[Opening Input section]
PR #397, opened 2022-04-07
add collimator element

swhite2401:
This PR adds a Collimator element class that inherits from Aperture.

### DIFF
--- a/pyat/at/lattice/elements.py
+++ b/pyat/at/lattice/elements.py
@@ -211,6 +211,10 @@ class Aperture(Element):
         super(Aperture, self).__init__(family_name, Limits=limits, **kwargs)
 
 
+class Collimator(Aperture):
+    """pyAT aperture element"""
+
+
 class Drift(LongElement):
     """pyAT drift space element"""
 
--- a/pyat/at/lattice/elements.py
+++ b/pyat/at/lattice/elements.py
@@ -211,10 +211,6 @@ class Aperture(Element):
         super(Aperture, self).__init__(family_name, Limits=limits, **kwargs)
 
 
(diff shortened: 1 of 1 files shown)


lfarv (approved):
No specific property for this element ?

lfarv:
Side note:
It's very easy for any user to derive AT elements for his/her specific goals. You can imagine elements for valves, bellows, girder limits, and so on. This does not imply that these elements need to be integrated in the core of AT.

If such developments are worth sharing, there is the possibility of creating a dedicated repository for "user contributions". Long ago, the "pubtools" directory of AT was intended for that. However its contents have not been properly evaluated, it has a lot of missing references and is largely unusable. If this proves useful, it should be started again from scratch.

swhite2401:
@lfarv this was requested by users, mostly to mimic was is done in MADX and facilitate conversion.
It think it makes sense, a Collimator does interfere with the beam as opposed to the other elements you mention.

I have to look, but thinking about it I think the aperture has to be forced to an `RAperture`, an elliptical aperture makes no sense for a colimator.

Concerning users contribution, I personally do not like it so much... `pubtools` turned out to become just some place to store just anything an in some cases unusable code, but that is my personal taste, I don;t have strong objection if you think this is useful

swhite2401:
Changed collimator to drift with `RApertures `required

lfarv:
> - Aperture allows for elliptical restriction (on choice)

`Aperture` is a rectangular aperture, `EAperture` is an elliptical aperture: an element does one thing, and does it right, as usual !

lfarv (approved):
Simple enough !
[Closing Input section]
[Opening Input section]
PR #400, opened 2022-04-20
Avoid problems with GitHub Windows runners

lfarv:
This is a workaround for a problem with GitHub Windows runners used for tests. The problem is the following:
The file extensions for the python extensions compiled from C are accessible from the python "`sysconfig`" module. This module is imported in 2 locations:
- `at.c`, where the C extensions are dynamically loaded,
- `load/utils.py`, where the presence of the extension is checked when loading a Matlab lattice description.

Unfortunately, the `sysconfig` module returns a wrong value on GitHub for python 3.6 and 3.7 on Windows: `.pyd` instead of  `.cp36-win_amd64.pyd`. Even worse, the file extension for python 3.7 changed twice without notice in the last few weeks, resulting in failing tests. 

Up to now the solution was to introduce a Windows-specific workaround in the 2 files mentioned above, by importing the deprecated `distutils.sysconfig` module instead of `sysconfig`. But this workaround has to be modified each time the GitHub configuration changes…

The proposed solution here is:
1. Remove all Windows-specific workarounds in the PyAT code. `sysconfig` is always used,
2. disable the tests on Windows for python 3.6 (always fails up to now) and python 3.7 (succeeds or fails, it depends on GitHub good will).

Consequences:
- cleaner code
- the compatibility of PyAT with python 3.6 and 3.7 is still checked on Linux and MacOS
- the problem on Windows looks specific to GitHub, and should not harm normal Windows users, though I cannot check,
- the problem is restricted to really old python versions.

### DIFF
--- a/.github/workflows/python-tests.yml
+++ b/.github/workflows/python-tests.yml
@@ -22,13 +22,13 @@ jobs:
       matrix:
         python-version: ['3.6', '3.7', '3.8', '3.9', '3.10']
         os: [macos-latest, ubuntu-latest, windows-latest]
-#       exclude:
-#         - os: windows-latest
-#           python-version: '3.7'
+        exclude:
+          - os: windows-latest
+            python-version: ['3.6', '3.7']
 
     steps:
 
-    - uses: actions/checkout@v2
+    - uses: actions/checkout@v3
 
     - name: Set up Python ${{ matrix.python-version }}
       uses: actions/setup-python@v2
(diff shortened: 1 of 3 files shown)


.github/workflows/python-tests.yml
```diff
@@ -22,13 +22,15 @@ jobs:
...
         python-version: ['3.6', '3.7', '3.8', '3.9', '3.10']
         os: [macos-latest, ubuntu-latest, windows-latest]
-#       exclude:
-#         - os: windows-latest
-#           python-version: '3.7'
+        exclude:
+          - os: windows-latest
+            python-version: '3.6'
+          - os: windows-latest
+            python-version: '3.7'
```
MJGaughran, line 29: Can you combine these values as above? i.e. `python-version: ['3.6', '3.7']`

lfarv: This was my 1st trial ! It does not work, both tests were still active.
[Closing Input section]
Assigned task:
Once you reach the line with "PR #397, opened 2022-04-07" in the data above, copy it and every line after it exactly, up to and including the line with "-211,6 +211,10 @@".

The completed task:
PR #397, opened 2022-04-07
add collimator element

swhite2401:
This PR adds a Collimator element class that inherits from Aperture.

### DIFF
--- a/pyat/at/lattice/elements.py
+++ b/pyat/at/lattice/elements.py
@@ -211,6 +211,10 @@ class Aperture(Element):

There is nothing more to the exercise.